Is sarcopenia the same as frailty?
No, though they are related. Frailty is a broader clinical syndrome that includes vulnerability to stressors (illness, surgery, trauma). Sarcopenia is one of the main components of frailty, but you can have sarcopenia without being frail, and you can be frail without severe sarcopenia.
References
- Cruz-Jentoft AJ, Sayer AA. "Sarcopenia." The Lancet. 2019;393(10191):2636-2646. PMID: 31171417.
- Cruz-Jentoft AJ, Bahat G, Bauer J, et al. "Sarcopenia: revised European consensus on definition and diagnosis." Age and Ageing. 2019;48(1):16-31. PMID: 30312372.
- Sayer AA, Cruz-Jentoft AJ, et al. "Sarcopenia." Nature Reviews Disease Primers. 2024;10:68. DOI: 10.1038/s41572-024-00559-1.
- Chen LK, et al. "A focus shift from sarcopenia to muscle health in the Asian Working Group for Sarcopenia 2025 Consensus Update." Nature Aging. 2025. PMID: 41188603.
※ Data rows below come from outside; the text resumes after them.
PR #4464, opened 2016-02-08
Disable orphaned container

aleksandra-tarkowska:
This PR replace https://github.com/openmicroscopy/openmicroscopy/pull/4431

Allowing to disable orphaned container as tweaked in https://github.com/openmicroscopy/openmicroscopy/pull/4246/

Test defaults:
 - if you tested that PR before unset ``bin/omero config set omero.client.ui.tree.orphans ``otherwise you shouldn't touch it.
 - test own and someone else data as user, group owner and admin. you should see "Orphaned container" everytime 

Test custom name via old properties:
 - set ``bin/omero config set omero.client.ui.tree.orphans.name 'Trash'`` and ``bin/omero config set omero.client.ui.tree.orphans.description "This is trash."'``
 - test if custom name works

Test disabled:
**you can only disable while viewing other users data as regular user. For admin and group owners container will be present**
 - set ``bin/omero config set omero.client.ui.tree.orphans.enabled False``
 - load your own tree, default "Orphaned Images" should be present,
 - chose someone else data, tree should not load orphaned container
 - cut image if you have permissions

cc: @dominikl Insight will need to take these to the account at some point


aleksandra-tarkowska:
@will-moore done, now with try finally and reverting to default

components/tools/OmeroWeb/omeroweb/webclient/webclient_gateway.py
```diff
@@ -179,6 +180,12 @@ def changeActiveGroup(self, gid):  # TODO: should be moved to ISession
             return False
 
     def getOrphanedContainerSettings(self):
+        """
+        ** Deprecated ** Use :meth:`BlitzGateway.getOrphanedContainerSettings`.
+        """
+        warnings.warn(
+            "Deprecated. Use BlitzGateway.getOrphanedContainerSettings()",
```
will-moore: Here (and in the line above) you need to use BlitzGateway.getOrphanedImagesSettings()  (renamed)

components/tools/OmeroPy/src/omero/gateway/__init__.py
```diff
@@ -1530,6 +1531,29 @@ def getMaxPlaneSize(self):
                 int(c.getConfigValue('omero.pixeldata.max_plane_height')))
         return self._maxPlaneSize
 
+    def getOrphanedImagesSettings(self):
+        default = {
+            "enabled": True,
+            "name": "Orphaned Images",
+            "description": ("This is a virtual container with "
+                            "orphaned images.")
+        }
```
will-moore: I missed this before, but seeing as we're using getConfigDefaults() to avoid hard coding these elsewhere, seems like that makes sense here too, or is that going to have performance implications? Since we're doing this on every login, it might make sense to leave it as is until we know this is going to be quick? cc @joshmoore.

aleksandra-tarkowska: @will-moore test improvement is about to keep state of the default config to prevent unexpected failures. We never used it in gateway as you well know. Without better way of retrieving config from the server (with defaults) I don't see this being improvement. This will be extra call.

aleksandra-tarkowska: If there is such a requirement we can review all functions loading config in gateway and adjust them in another PR

components/tools/OmeroWeb/omeroweb/webclient/webclient_gateway.py
aleksandra-tarkowska: Renamed

will-moore:
This looks fine for me now. Good to merge.

aleksandra-tarkowska:
All tests are passing https://ci.openmicroscopy.org/view/Failing/job/OMERO-DEV-merge-integration-python/lastCompletedBuild/testReport/OmeroPy.test.integration.gatewaytest/test_config_service/

etc/omero.properties
```diff
@@ -819,15 +819,19 @@ omero.client.scripts_to_ignore=/omero/figure_scripts/Movie_Figure.py,\
...
+omero.client.ui.tree.orphans.enabled=true
 # Name of the "Orphaned images" container located in client tree data manager.
-omero.client.ui.tree.orphans.name=Orphaned images
-
+omero.client.ui.tree.orphans.name=Orphaned Images
 # Description of the "Orphaned images" container.
 omero.client.ui.tree.orphans.description=This is a virtual container with orphaned images. These images are not linked anywhere. Just drag them to the selected container.
 
+# helper combining all orphans properties. Do not set manually that property.
+omero.client.ui.tree.orphans={"enabled": "${omero.client.ui.tree.orphans.enabled}", "name": "${omero.client.ui.tree.orphans.name}", "description": "${omero.client.ui.tree.orphans.description}"}
```
sbesson: If I understand correctly reading throught this PR and the previous one, this property represents a configuration node and its principal function is to define the configuration leaves attached to it. Assuming this configuration is never meant to be set, would it be worth blacklisting it from the generated configuration page in https://github.com/openmicroscopy/openmicroscopy/blob/develop/components/tools/OmeroPy/src/omero/install/config_parser.py#L167.

aleksandra-tarkowska: @sbesson thanks for looking. We have discussed this morning with @joshmoore that is not necessary to add wrapping property. It should use ``getClientConfigValues``. I am about to open yet another PR. Hopefully this will be the final solution.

- Pan J, Chen L, Xu T, He Y, Hu X. "Effects of different exercise modalities on pulmonary function in older patients with sarcopenia: A systematic review and meta-analysis." Archives of Gerontology and Geriatrics. 2026;145:106204. PMID: 41861568.
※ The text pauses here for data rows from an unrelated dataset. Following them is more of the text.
PR #4470, opened 2016-02-09
Remove command

jburel:
Use nio package to create hard link and symlink

Test the various in-place import options on several OS.

cc @joshmoore @mtbc @pwalczysko

### DIFF
--- a/components/blitz/src/ome/formats/importer/transfers/AbstractExecFileTransfer.java
+++ b/components/blitz/src/ome/formats/importer/transfers/AbstractExecFileTransfer.java
@@ -35,6 +35,7 @@ import omero.model.OriginalFile;
  * This is only useful where the command "ln -s source target" will work.
  *
  * @since 5.0
+ * @deprecated replaced by AbstractExecFileTransfer2
  */
 public abstract class AbstractExecFileTransfer extends AbstractFileTransfer {
 
--- a/components/blitz/src/ome/formats/importer/transfers/AbstractExecFileTransfer.java
+++ b/components/blitz/src/ome/formats/importer/transfers/AbstractExecFileTransfer.java
@@ -24,9 +24,6 @@ import java.io.File;
 import java.io.IOException;
 import java.io.InputStreamReader;
 import java.io.StringWriter;
-import java.util.UUID;
-
-import org.apache.commons.io.FileUtils;
 
 import ome.util.checksum.ChecksumProvider;
 import omero.ServerError;
@@ -40,10 +37,6 @@ import omero.model.OriginalFile;
  * @since 5.0
  */
 public abstract class AbstractExecFileTransfer extends AbstractFileTransfer {
-
-    private static final String LINE = "\n---------------------------------------------------\n";
-
-    private static final String SEPARATOR = System.getProperty("line.separator");
 
     /**
      * "Transfer" files by soft-linking them into place. This method is likely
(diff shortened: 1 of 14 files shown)


joshmoore:
The error code handling from `exec` will need to be resurrected as exception handling. Specifically the error messages were requested so that users could figure out what was going on.

Also, since `createProcessBuilder` is protected, this would count as a breaking change since it would no longer do anything for subclasses which implement the `createProcessBuilder` method. Options I can think of:

 * keep `createProcessBuilder` but return an implementation which calls the native Java method
 * leave AbstractExecFileTransfer` as it is, and implement add new classes (`Hardlink2FileTransfer extends AbstractFileTransfer` (that may require moving some of the methods from AEFT up to AFT)

jburel:
@joshmoore: thanks I was not sure about the plan for error handling since the method already returns IOException (not handled)

jburel:
I have introduce new classes. I opted for a new ```AbstractExecFileTransfer2```.
The simplest thing might be to mark some classes deprecated this round and use 5.3 for an update.
1.6 support was dropped a while back and those classes never got cleaned up.

components/blitz/src/ome/formats/importer/transfers/AbstractExecFileTransfer.java
```diff
@@ -74,83 +68,6 @@ public String transfer(TransferState state) throws IOException, ServerError {
     }
 
     /**
-     * Build a path of the form "root.path/root.name/file.path/file.name".
-     *
-     * @param root the root directory
-     * @param ofile a path relative to the root
-     * @return the assembled path with separators suitable for the local filesystem
-     */
-    protected File getLocalLocation(OriginalFile root, OriginalFile ofile) {
```
joshmoore: I'd still avoid the removal of these `protected` methods.

joshmoore: Sorry, see them below.

joshmoore:
Excluding for the moment: https://ci.openmicroscopy.org/view/Failing/job/OMERO-DEV-merge-integration-python/lastCompletedBuild/testReport/OmeroPy.test.integration.clitest.test_import/TestImport/testSymlinkImport/ et al.

jburel:
Sorry I did not have a chance to run the tests. I will try to do that this pm

jburel:
Another example of testing headache (plenty with Ice 3.6)
run locally
```test/integration/clitest/test_import.py::TestImport::testSymlinkImport PASSED```

jburel:
@joshmoore @sbesson:
run the tests on breaking with this PR included
no problem see https://ci.openmicroscopy.org/view/OMERO-DEV/job/OMERO-DEV-breaking-integration-python/491/

sbesson:
@jburel: interestingly this PR was not picked in the merge job - see https://ci.openmicroscopy.org/view/DEV/job/OMERO-DEV-breaking-push/623/.

jburel:
hummm

jburel:
Crap It did not pick when I remove the exclude. 
I am going to run it again

jburel:
Few errors on breaking. I will investigate when I get back since the Symlink test passes locally

jburel:
Tested locally symlink creation with both Java 1.7 and 1.8 no problem noticed

jburel:
The difference between local and server is the java version installed. I will run some tests on docker now that we have the various parameters in place.
Closing this PR for now.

- Leong DP, et al. "Prognostic value of grip strength: findings from the Prospective Urban Rural Epidemiology (PURE) study." The Lancet. 2015;386(9990):266-273. PMID: 25982160.
- Lopez-Otin C, et al. "Hallmarks of aging: An expanding universe." Cell. 2023;186(2):243-278. PMID: 36599349.
- "Effectiveness of different types of exercise based-interventions in sarcopenia: A systematic review and meta-analysis." Ageing Research Reviews. 2025. DOI: 10.1016/j.arr.2025.102576.